Não falo do cansaço físico, esse já opera no automático,

mas das dores que os olhares entregam,

mesmo quando guardadas no silêncio, são dores que a alma carrega.

Janelas que se expressam no olhar cabisbaixo,

longínquo, distante de si mesmo.

Vez em quando, um sopro questiona a mente:

Para que tudo isto?

Nada disso importa, senão o campo e a porta:

a consciência e sua abertura para a vida.

Os anos passam, sem trégua, e para onde estamos indo?

A humanidade adoeceu.

Os remédios já não curam, apenas adormecem o pranto.

É um mal interno, sem prognóstico,

que nenhum médico consegue decifrar,

pois nem eles compreendem as próprias feridas.

Mas, pensando friamente, há um caminho a trilhar.

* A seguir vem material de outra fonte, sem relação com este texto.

PR #957, opened 2026-04-20
Rewrite paolina using DataFrames

gonzaponte:
Paolina functions were written using the `HitCollection` and `Hit` classes, which are cumbersome. Pandas' Dataframes are a much better tool to handle this type of data and, in practice, we always use them. This PR rewrites some of the paolina functionality avoiding these unnecessary intermediate objects.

Somente quem caminha por ele

arranca o peso do peito

e se torna reticências em outro plano, em outro lugar.

Tudo o que os olhos mortais contemplam é efêmero

e não nos acompanhará na partida.

A sabedoria, então, sussurra:

Lança mão do arado e não olhes para trás.

O campo da consciência é vasto.

Por ele, encontramos a paz que já habita em nós,

no âmago do coração.

Quem não se deixa tornar obsoleto, encontra sua razão.

Não estamos aqui por acaso.

Somos a terceira relevância nesta imensa expansão:

primeiro, o Dono do Verbo;

na sequência, a Sua semente;

e, então, o nosso coração — a consciência produzida pela criação.

Por ela atravessamos planos e trocamos de existência.

Por ela raciocinamos, até esbarrar na compreensão

de que nada somos sem o Autor da Vida.

Não há erro de interpretação, cena mal resolvida ou falha na atuação.

Trata-se de vivência, de uma transmutação do ser:

derrubar o efêmero que há em nós

e erguer a semente perene antes do entardecer.

Um dia, a noite tomará a alma.

Se ela não estiver sóbria, com o óleo em sua candeia,

nada disso importará se a luz não permear sua eira.

Pois nada é mais sagrado à consciência que o espírito que nos sopra a vida:

Ele é o nosso corpo eterno,

a existência eterna que toda alma necessita.